Mais à l’heure d’écrire, dans la solitude même, qui chez lui n’est jamais solipsiste, il est aussi tout entier, et en permanence, pris, et même brûlé, consummé dans et par ce qu’il nomme (dans un livre consacré aux amitiés diverses qui ont marqué sa vie – le philosophe juif marocain Edmond El Malheh, la militante palestinienne Layla Shahid, les écrivains français Jean Genet et Jean-Marie Le Clézio, parmi tant d’autres) la soudure fraternelle – expression dont je voudrais ici étendre le sens à l’ensemble de son oeuvre. Cette soudure, en fait constitutive de la solitude de l’écrivain, est très différente de ce que Sartre appelait la « littérature engagée ». Il ne s’agit pas d’un devoir éthique abstrait que l’écriture se devrait de satisfaire objectivement, mais d’une pulsion à la fois concrète et subjective que l’écriture réalise dans sa singularité même, et qui précisément la soude, dans son effectuation propre, à ceux dont elle ne peut dès lors manquer, consubstantiellement, par nécessité interne – et non parce qu’il y aurait lieu d’en rendre compte à une instance externe sensée en dicter le sens de l’histoire – de porter témoignage : les laissés pour compte des prospérités obscènes ; les abandonnés de la real politik ; les victimes du préjudice ordinaire – racisme, xénophobie, anti-sémitisme, machisme, homophobie, islamophobie – ; les immigrés de toutes les cités de transit, de tous les passages légaux ou illégaux de frontière, de tous les dortoirs de la douleur ; les effarés sur qui s’abat l’injustice et la terreur ; les assassinés « collatéraux » des guerres prétendues civilisatrices ; les pris au piège de tous les camps de réfugiés ; les morts accumulés des ossuaires de tous les génocides ; et tous les enfants que l’on arrache, en Afrique, en Asie, en Amérique latine, à L’école perdue pour en faire les esclaves des usines de la sueur, ... tous ceux que Frantz Fanon (à qui il rend souvent hommage) appelait « les damnés de la terre » – dont ceux de la terre palestienne occupée, « blessure dans la mémoire des uns, honte dans la mémoire des autres (...) culpabilité dans l’histoire qui fait mal en chacun de nous ».

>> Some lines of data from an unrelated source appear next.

PR #6440, opened 2017-10-07
Misc

hzoo:
Using yarn for the internal package bootstrap (not workspaces)

make bootstrap  211s
make bootstrap  100s

PR #11537, opened 2020-05-08
Update preset-env tests, and add yarn.lock deps

jridgewell:
| Fixed Issues?            | 
| Patch: Bug Fix?          |
| Major: Breaking Change?  |
| Minor: New Feature?      |
| Documentation PR Link    |
| Any Dependency Changes?  |

Hopefully, this'll stop the tests failing every time the browser compat tables are updated. We'll need to manually bump the deps used to generate our tables.


nicolo-ribaudo:
THANKS! 😁

Do we need to add the lockfile to .npmignore?

existentialism:
Yeah, let's add it

lerna.json
```diff
@@ -37,6 +37,6 @@
   ],
   "npmClient": "yarn",
   "npmClientArgs": [
-    "--no-lockfile"
+    "--pure-lockfile"
```
JLHwung, line 40: According to https://github.com/yarnpkg/yarn/issues/5847#issuecomment-537521943, `--pure-lockfile` will not modify `yarn.lock` even if we manually update `package.json`. I think can just remove `npmClientArgs` and resort to the default behaviour.

@hzoo BTW `--no-lockfile` was introduced at https://github.com/babel/babel/pull/6440, do you have any concerns about why `--no-lockfile` was applied?

hzoo: haha was so long ago, I assume it was because it was adding a lockfile to every package when you run `make bootstrap` instead of one at the top level?

jridgewell: I chose `--pure-lockfile` so that lerna wouldn't create a lock file in every package, but would still read from it. If we want to use lock files everywhere, I'd be fine with removing.

hzoo: Oh I meant that we didn't want lockfiles everywhere so I believe that's why `--no-lockfile` was originally added. yeah maybe pure is the way to go then but yeah need to update manually otherwise.

PR #11752, opened 2020-06-27
[regression] Don't validate file.comments in `@babel/types`

nicolo-ribaudo:
| Fixed Issues?            | Fixes https://github.com/babel/babel/pull/11687#discussion_r446474079, https://github.com/facebook/jest/issues/10208
| Major: Breaking Change?  |
| Minor: New Feature?      |
| Documentation PR Link    | 
| Any Dependency Changes?  |

In https://github.com/babel/babel/pull/11687 we introduced a new valid check, but it breaks Jest. Let's defer it to Babel 8.

<a href="https://gitpod.io/#https://github.com/babel/babel/pull/11752"></a>

### DIFF
--- a/packages/babel-types/src/definitions/core.js
+++ b/packages/babel-types/src/definitions/core.js
@@ -281,8 +281,10 @@ defineType("File", {
     },
     comments: {
       validate: !process.env.BABEL_TYPES_8_BREAKING
-        ? Object.assign(() => {}, { each: { type: "Comment" } })
-        : assertEach(assertNodeType("Comment")),
+        ? Object.assign(() => {}, {
+            each: { oneOfNodeTypes: ["CommentBlock", "CommentLine"] },
+          })
+        : assertEach(assertNodeType("CommentBlock", "CommentLine")),
       optional: true,
     },
     tokens: {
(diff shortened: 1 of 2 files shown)


packages/babel-types/src/definitions/core.js
```diff
@@ -280,7 +280,9 @@ defineType("File", {
       validate: assertNodeType("Program"),
     },
     comments: {
-      validate: assertEach(assertNodeType("Comment")),
+      validate: !process.env.BABEL_TYPES_8_BREAKING
+        ? Object.assign(() => {}, { each: { type: "Comment" } })
+        : assertEach(assertNodeType("Comment")),
```
zxbodya, line 285: one thing, I noticed, when looking into referred issue:

`assertNodeType("Comment")` results in correct typescript types, but actual check is not correct instead it should be `assertNodeType("CommentBlock", "CommentLine")`

packages/babel-types/test/regressions.js
```diff
@@ -0,0 +1,9 @@
+import * as t from "../lib";
+
+describe("regressions", () => {
+  it("jest .toMatchInlineSnapshot usef 'Line' for comments", () => {
```
JLHwung, line 4:
```suggestion
  it("jest .toMatchInlineSnapshot used 'Line' for comments", () => {
```

PR #11755, opened 2020-06-27
Allow unknown/any in TS catch clause param

existentialism:
| Fixed Issues?            |
| Patch: Bug Fix?          |
| Major: Breaking Change?  |
| Documentation PR Link    | 
| Any Dependency Changes?  |

<a href="https://gitpod.io/#https://github.com/babel/babel/pull/11755"></a>

https://devblogs.microsoft.com/typescript/announcing-typescript-4-0-beta/#unknown-on-catch


packages/babel-parser/src/plugins/typescript/index.js
```diff
@@ -2667,4 +2669,26 @@ export default (superClass: Class<Parser>): Class<Parser> =>
...
+        switch (type.typeAnnotation.type) {
+          case "TSAnyKeyword":
+          case "TSUnknownKeyword":
+            param.type = type;
+            break;
+
+          default:
+            this.raise(
+              type.typeAnnotation.start,
+              TSErrors.UnexpectedCatchClauseParamType,
```
nicolo-ribaudo, line 2687: I don't think that we can report this error at parse time, consider this example:

```js
type A = any;

try {

} catch (e: A) {}
```

[Playground Link](https://www.typescriptlang.org/play?useDefineForClassFields=true&ts=4.0.0-beta&ssl=1&ssc=1&pln=5&pc=18#code/C4TwDgpgBAglC8UCGA7EBuAsAKB8ATiFAN444C+UAxksFQBZQAUEAXLAJQnlA)

existentialism: Yeah. We could at least check against primitive types?

JLHwung: > check against primitive types

It is open ended: Should we throw `number | string`? What about `number | any`?

I don't think the primary types on caught param is popular, compared to

```js
try { } catch (e: Error) {}
```

but we don't know if `Error` is `any` so we can't throw at parsing time. I tend to leave it as wont-fix as it falls into "runtime error" in the TS type-checking phrase.

PR #11777, opened 2020-07-01
chore: build standalone once in prepublish step

JLHwung:
| Fixed Issues?            | Removed duplicate build-standalone step in `make publish`

Currently when `make prepublish` runs, `@babel/standalone` will be built twice

1. `make prepublish` => `make build` => `make build-standalone`
2. `npm run-script prepublishOnly` => `make prepublish-build-standalone`

The first step skips minification while the second one _includes_ it. This PR removes the `scripts` hook in `@babel/standalone` and run `prepublish-build-standalone` when `prepublish` recipe is executed.


JLHwung:
✅ As we can see in https://app.circleci.com/pipelines/github/babel/babel/3237/workflows/0018a857-7362-4563-a44e-6da6443c9d07/jobs/25052 that the published `@babel/standalone` contains both minified and raw versions. This behaviour is not changed.

PR #11781, opened 2020-07-02
chore: improve Yarn 2 cache on CI

JLHwung:
| Fixed Issues?            | Add `@actions/cache` to our GitHub coverage workflow

Based on example: https://github.com/actions/cache/blob/master/examples.md#node---yarn

The cache is working as expected. We can compare the Yarn  fetch time between `main` and this PR.

| [main](https://github.com/babel/babel/pull/11962/checks?check_run_id=988776208#step:4:57) | [This PR](https://github.com/babel/babel/pull/11781/checks?check_run_id=988851094#step:6:43) |
| --- | --- |
| 2.4m | 0.91s |

<a href="https://gitpod.io/#https://github.com/babel/babel/pull/11781"></a>

### DIFF
--- a/.github/workflows/ci.yml
+++ b/.github/workflows/ci.yml
@@ -22,6 +22,8 @@ jobs:
             ${{ runner.os }}-yarn-
       - name: Update Yarn cache
         if: steps.yarn-cache.outputs.cache-hit != 'true'
+        env:
+          YARN_ENABLE_SCRIPTS: false # disable post-install scripts
         run: |
           yarn install --immutable
 
--- a/.github/workflows/ci.yml
+++ b/.github/workflows/ci.yml
@@ -1,9 +1,10 @@
-name: Node CI
+name: CI
 
 on: [push, pull_request]
 
 jobs:
-  validate-yarn-cache:
+  prepare-yarn-cache:
+    name: Prepare Cache
     runs-on: ubuntu-latest
     steps:
       - name: Checkout code
@@ -28,8 +29,9 @@ jobs:
         run: |
           yarn install --immutable
 
-  test:
-    needs: validate-yarn-cache
+  test-coverage:
+    name: Test on Node.js Latest
+    needs: prepare-yarn-cache
     runs-on: ubuntu-latest
     steps:
       - name: Checkout code
@@ -52,7 +54,8 @@ jobs:
           token: ${{ secrets.CODECOV_TOKEN }}
 
   legacy-node-version-test:
-    needs: validate-yarn-cache
+    name: Test on Node.js
+    needs: prepare-yarn-cache
     runs-on: ubuntu-latest
     strategy:
       matrix:
--- a/.github/workflows/ci.yml
+++ b/.github/workflows/ci.yml
@@ -40,8 +40,6 @@ jobs:
         with:
           path: ${{ steps.yarn-cache-dir-path.outputs.dir }}
           key: ${{ runner.os }}-yarn-${{ hashFiles('yarn.lock') }}
-          restore-keys: |
-            ${{ runner.os }}-yarn-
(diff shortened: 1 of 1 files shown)


.github/workflows/coverage.yml
```diff
@@ -12,6 +12,16 @@ jobs:
         uses: actions/setup-node@v2-beta
         with:
           node-version: "*"
+      - name: Get yarn cache directory path
+        id: yarn-cache-dir-path
+        run: echo "::set-output name=dir::$(yarn config get cacheFolder)"
```
nicolo-ribaudo, line 17: Does this also work with Yarn 2?

JLHwung: It works on Yarn 2 only: https://github.com/actions/cache/blob/main/examples.md#node---yarn-2

.github/workflows/ci.yml
```diff
@@ -3,13 +3,45 @@ name: Node CI
 on: [push, pull_request]
 
 jobs:
+  validate-yarn-cache:
```
JLHwung, line 6: This step ensures the test jobs later will always be served with proper yarn cache.

arcanis: I'm not sure it'll be in the default distribution. One problem with the v1 was that installs could be done in various slightly different ways that made the surface for unforeseen edge cases much larger. I'd like to avoid that with one standardized path as much as possible.

That being said, a plugin to do this would be trivial, so we probably can find something eventually, once we've figured out a good way to develop/host such plugins (it's already possible, but there's no comprehensive documentation).

merceyz: You can sort of get this if you set this specific job to install using PnP, which links so fast you shouldn't really notice.
Set the env variable `YARN_NODE_LINKER=pnp`

JLHwung: @merceyz We opt-out of PnP because Flow does not support PnP: https://github.com/yarnpkg/berry/issues/634#issuecomment-565582736.

merceyz: Indeed, but for this specific job, validate-yarn-cache, its job is to generate a valid cache, not run Flow, so installing using PnP would do that without the cost of linking. The cache for PnP and node-modules is the same.

JLHwung: Awesome: https://github.com/babel/babel/pull/11781/checks?check_run_id=991006280#step:6:27 The pnp linker costs only 4s compared to 20s of `node-modules`.

merceyz: You can reduce it even more if you also set `YARN_ENABLE_SCRIPTS=false`, you can do this since you don't need to run postinstalls to get a valid cache

JLHwung: Impressive: https://github.com/babel/babel/pull/11781/checks?check_run_id=991025473#step:6:26 3s on the linker stage now. @merceyz Thank you!

.github/workflows/ci.yml
```diff
@@ -3,13 +3,46 @@ name: Node CI
...
```
nicolo-ribaudo, line 6: Nit: maybe this should be called `prepare-yarn-cache`, since "validate" implies that it would fail the build if, for example, the cache is old.

nicolo-ribaudo (approved):

.github/workflows/ci.yml
JLHwung: I have added a `"name"` section in https://github.com/babel/babel/pull/12002/files/d484dbba30163e84d5b8cc610efea652b50c6a67..303ec4a3229d17092d770e01cbe6a77bcc72a075#diff-e9f950f17198d3d5e3122a44230a09b9R7

I can port the name changes here and also rename the job id.

PR #11782, opened 2020-07-02
chore: refine yarn cache config

JLHwung:

The Yarn Cache is not working properly because the cache directory of Yarn 1 is _not_ `~/.yarn-cache`, as we can see from this [job log](https://app.circleci.com/pipelines/github/babel/babel/3253/workflows/ef0651e9-e19b-4e0d-b9f5-e26e4de7029c/jobs/25141/parallel-runs/0/steps/0-102), the cache is only 32B.

Ideally we should run `yarn cache dir` and use this value as the paths that we should cache. However Circle-CI does not support template on cache paths.

Here is comparison of `yarn install` time between this PR and `main`.

| [main](https://app.circleci.com/pipelines/github/babel/babel/3253/workflows/ef0651e9-e19b-4e0d-b9f5-e26e4de7029c/jobs/25141/parallel-runs/0/steps/0-104) | [This PR](https://app.circleci.com/pipelines/github/babel/babel/3258/workflows/b4d98cd1-1b70-4bb8-8921-cf2ba12127d8/jobs/25178/parallel-runs/0/steps/0-104) |
| --- | --- |
| 39.76s | 6.03s |

<a href="https://gitpod.io/#https://github.com/babel/babel/pull/11782"></a>

### DIFF
--- a/.circleci/config.yml
+++ b/.circleci/config.yml
@@ -4,10 +4,12 @@ aliases:
   - &restore-node-modules-cache
     keys:
       - v1-yarn-deps-{{ checksum "yarn.lock" }}
+      - v1-yarn-deps-
 
   - &restore-yarn-cache
     keys:
-      - v1-yarn-cache
+      - v1-yarn-cache-{{ checksum "yarn.lock" }}
+      - v1-yarn-cache-
 
   - &save-node-modules-cache
     paths:
@@ -16,8 +18,8 @@ aliases:
 
   - &save-yarn-cache
     paths:
-      - ~/.yarn-cache
-    key: v1-yarn-cache
+      - "{{ .Environment.YARN_CACHE_FOLDER }}"
+    key: v1-yarn-cache-{{ checksum "yarn.lock" }}
 
   - &artifact_babel
     path: ~/babel/packages/babel-standalone/babel.js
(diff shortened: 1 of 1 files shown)


.circleci/config.yml
```diff
@@ -4,10 +4,12 @@ aliases:
   - &restore-node-modules-cache
     keys:
       - v1-yarn-deps-{{ checksum "yarn.lock" }}
+      - v1-yarn-deps-
 
   - &restore-yarn-cache
     keys:
-      - v1-yarn-cache
+      - v1-1-yarn-cache-{{ checksum "yarn.lock" }}
```
JLHwung, line 11: The `v2-` has been used as prefix in Babel 8. So we resort to `v1-1`.

.circleci/config.yml
```diff
@@ -4,10 +4,12 @@ aliases:
   - &restore-node-modules-cache
     keys:
       - v1-yarn-deps-{{ checksum "yarn.lock" }}
+      - v1-yarn-deps-
```
nicolo-ribaudo, line 7: Why do we need this key without the hash?

JLHwung: Good question!

It is intended to fetch the latest cache generated successfully by any branch if the `yarn.lock` is changed. Chances are that there could be some cache contents that can still be reused by `yarn`, i.e. some libraries that are not still resolved by the changed lock file.

See also https://circleci.com/docs/2.0/caching/#restoring-cache

PR #11789, opened 2020-07-03
Import per-function lodash modules

### LINKED ISSUE #11726: @babel/core - Get rid of (only 4 instances) lodash to fix security issue
## Feature Request

I would like to remove lodash as a dependency in @babel/core. There has been a very long period where lodash had the chance to fix a prototype pollution vulnerability, and even after long period of security companies advicing privately, the security report was published publicly. And still, the maintainer is openly ignoring the security problem. https://github.com/lodash/lodash/issues/4738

Et c’est alors, dans cette soudure, avec d’autres amis encore qu’il écrit : son ami Nietzsche, son ami Fellini, son ami Rimbaud, son ami Driss Chraibi, son ami Mahmoud Darwich. En français, mais sans renoncer jamais Au pays sur lequel bien souvent, tel le héros de Partir, il pleure ; ce pays dont il dénonce tous les manquements parce qu’il l’aime avec une passion inextinguible; ce pays qui souvent l’enrage mais auquel toujours, dans tous les sens du terme, il retourne : le sien, le Maroc. Et, traduit en plus de 40 langues, il écrit aussi dans et pour le monde, y compris, et sait-on jamais, peut-être : surtout, pour ce monde arabe dont le même héros de Partir, encore, nous dit qu’il est « aujourd’hui e bien mauvais état ».

Lisons-le donc, écoutons-le, dans la soudure fraternelle où son écriture, et sa voix, nous attendent, pour nous ravir – nous brûler, nous consumer, à notre tour.